- YOUR GOAL -
Output the records that follow exactly as they are written.

- RECORDED DATA -
PR #1316, opened 2015-07-29
Update test suite to use real supporting libraries

hdgarrood:
* Use real versions of supporting libraries
* Use bower to make it easy to update supporting libraries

- RESULT OF THE EXERCISE -
PR #1316, opened 2015-07-29
Update test suite to use real supporting libraries

hdgarrood:
* Use real versions of supporting libraries
* Use bower to make it easy to update supporting libraries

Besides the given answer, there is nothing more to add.